During each iteration of the MaskPrimers tool an annotation field was added with the name of the primer, with the name of the field specified by the --pf argument, such that after both iterations each sequence contains an annotation of the form:

VPRIMER=V-segment primer|CPRIMER=C-region primer

To summarize these steps, the ParseLog tool is used to build tab-delimited files from the two MaskPrimers logs:

15	ParseLog.py -l MPV.log MPC.log -f ID PRIMER ERROR

Capturing the following annotations:

Field	Description
ID	Sequence name
PRIMER	Primer name
ERROR	Primer match error rate

Note

This library was prepared in a stranded manner. Meaning, the read orientation is constant for all reads; read 1 is always the C-region end of the amplicon and read 2 is always the V-segment end. If your data is unstranded (50% of the reads are forward, 50% are reversed), then you must modify the first MaskPrimers step to account for this by using the align subcommand instead:

MaskPrimers.py align -s M1*quality-pass.fastq -p Greiff2014_VPrimers.fasta \
    --maxlen 30 --mode mask --pf VPRIMER --log MP1.log

This will perform a slower process of locally aligning the primers, checking the reverse compliment of each read for matches, and correcting the the output sequences to the forward orientation (V to J).
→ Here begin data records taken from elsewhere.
PR #594, opened 2024-06-28
Remove tree rooting in calculateUnifrac

0xMuluh:
This PR changes `calculateUnifrac` so it doesn't **change tree**(_root tree_) before calculating unifrac distance.


TuomasBorman:
calculateUnifrac works both for rows and columns. However, the implementation could be much simpler (now the same steps are done twice (once for rows and once for columns.

Can you modify the code so that you get first the functions and then run the steps only once. Similarly to this https://github.com/microbiome/mia/blob/c17fa9f70f556458247dda22112b14c9889efd3b/R/agglomerate.R#L452

R/calculateUnifrac.R
```diff
@@ -126,43 +126,41 @@ setMethod("calculateUnifrac",
...
             tree.name = tree_name, tree_name = "phylo", transposed = FALSE, ...){
+        # Get functions and parameters based on direction
+        tree_present_FUN <- switch(as.character(transposed), "TRUE" = .check_colTree_present, 
+            "FALSE" = .check_rowTree_present, stop("."))
+        tree_FUN <- switch(as.character(transposed), "TRUE" = colTree, "FALSE" = rowTree, stop("."))
+        links_FUN <- switch(as.character(transposed), "TRUE" = colLinks, "FALSE" = rowLinks, stop("."))
+        subsetting_FUN <- switch(as.character(transposed), "TRUE" = function(x, idx) x[, idx], 
+            "FALSE" = function(x, idx) x[idx, ], stop("."))
+        transpose_MAT <- switch(as.character(transposed), "FALSE" = function(mat) t(mat), 
+            "TRUE" = function(mat) mat, stop("."))
```
TuomasBorman: These are more clear to keep in the code as

```
if(transpose){
    mat <- t(mat)
}
```

The idea is to make the code easier to read

TuomasBorman: Also add input check for transpose

And this might be simpler

var <- FALSE
FUN <- if (var) print else cat

TuomasBorman: Also remove extra line breaks

TuomasBorman: I think this idea works; it makes the code more readable and decreases workload for maintenance

TuomasBorman: I applied these changes

TuomasBorman (approved):

PR #597, opened 2024-07-04
QMP example data #470

ShadmanIshraq:


R/mia.R
```diff
@@ -322,3 +322,54 @@ NULL
 #' \url{https://static-content.springer.com/esm/art%3A10.1186%2Fs40168-020-00816-x/MediaObjects/40168_2020_816_MOESM3_ESM.docx}
 #' 
 NULL
+
+#' CRC_QMP
```
antagomir: I suggest to use the name "Tito2024QMP"

R/mia.R
```diff
@@ -322,3 +322,54 @@ NULL
...
+#' extensive patient phenotyping from a group of 589 colorectal cancer (CRC) 
+#' patients, advanced adenoma (AA) patients, and healthy controls. 
+#' The researchers also reanalyzed data from 15 published studies encompassing 
+#' a total of 4,439 patients and controls. By implementing confounder control and 
+#' quantitative profiling methods, the study was able to reveal potential misleading 
+#' associations between microbial markers and colorectal cancer development that 
+#' were driven by other factors like intestinal inflammation, rather than the cancer 
+#' diagnosis itself.
+#'
+#' @format A Large Tree Summarized Experiment dataset with 676 features and 589 samples.
```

Deduplication and filtering¶

Removal of duplicate sequences¶

The last stage of the workflow involves two filtering steps to yield the final repertoire. First, the set of unique sequences is identified using the CollapseSeq tool, allowing for up to 20 interior N-valued positions (-n 20 and --inner), and requiring that all reads considered duplicates share the same C-region primer annotation (--uf CPRIMER). Additionally, the V-segment primer annotations of the set of duplicate reads are propagated into the annotation of each retained unique sequence (--cf VPRIMER and --act set):

CollapseSeq.py -s M1-REV_primers-pass.fastq -n 20 --inner --uf CPRIMER \
    --cf VPRIMER --act set --outname M1

Filtering to repeated sequences¶

CollapseSeq stores the count of duplicate reads for each sequence in the DUPCOUNT annotation. Following duplicate removal, the data is subset to only those unique sequence with at least two representative reads by using the group subcommand of SplitSeq on the count field (-f DUPCOUNT) and specifying a numeric threshold (--num 2):

SplitSeq.py group -s M1_collapse-unique.fastq -f DUPCOUNT --num 2 --outname M1

Creating an annotation table¶

Finally, the annotations, including duplicate read count (DUPCOUNT), isotype (CPRIMER) and V-segment primer (VPRIMER), of the final repertoire are then extracted from the SplitSeq output into a tab-delimited file using the table subcommand of ParseHeaders:

12	ParseHeaders.py table -s M1_atleast-2.fastq -f ID DUPCOUNT CPRIMER VPRIMER

Output files¶

The final set of sequences, which serve as input to a V(D)J reference aligner (Eg, IMGT/HighV-QUEST or IgBLAST), and tables that can be plotted for quality control are:

File	Description
M1_collapse-unique.fastq	Total unique sequences
M1_atleast-2.fastq	Unique sequences represented by at least 2 reads
M1_atleast-2_headers.tab	Annotation table of the atleast-2 file
AP_table.tab	Table of the AssemblePairs log
FS_table.tab	Table of the FilterSeq log
MPV_table.tab	Table of the V-segment MaskPrimers log
MPC_table.tab	Table of the C-region MaskPrimers log

A number of other intermediate and log files are generated during the workflow, which allows easy tracking/reversion of processing steps. These files are not listed in the table above.